### Extracted material

PR #7402, opened 2025-08-27
Outbox acceptance test that verifies when a message is published and …

danielmarbach:
…subscribed by multiple subscribers it can be handled independently. This is necessary because the message id for both copies of the event will be the same. It forces outbox implementations to take care of properly separating the outbox data


danielmarbach:
Raised https://github.com/Particular/NServiceBus.Persistence.CosmosDB/issues/893 and https://github.com/Particular/NServiceBus.Persistence.AzureTable/issues/1116. This means we can exclude the test in the two downstreams. Otherwise we are good to go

######

Work required:
Your task is to reproduce all of the records exactly.

Solution for this problem:
PR #7402, opened 2025-08-27
Outbox acceptance test that verifies when a message is published and …

danielmarbach:
…subscribed by multiple subscribers it can be handled independently. This is necessary because the message id for both copies of the event will be the same. It forces outbox implementations to take care of properly separating the outbox data


danielmarbach:
Raised https://github.com/Particular/NServiceBus.Persistence.CosmosDB/issues/893 and https://github.com/Particular/NServiceBus.Persistence.AzureTable/issues/1116. This means we can exclude the test in the two downstreams. Otherwise we are good to go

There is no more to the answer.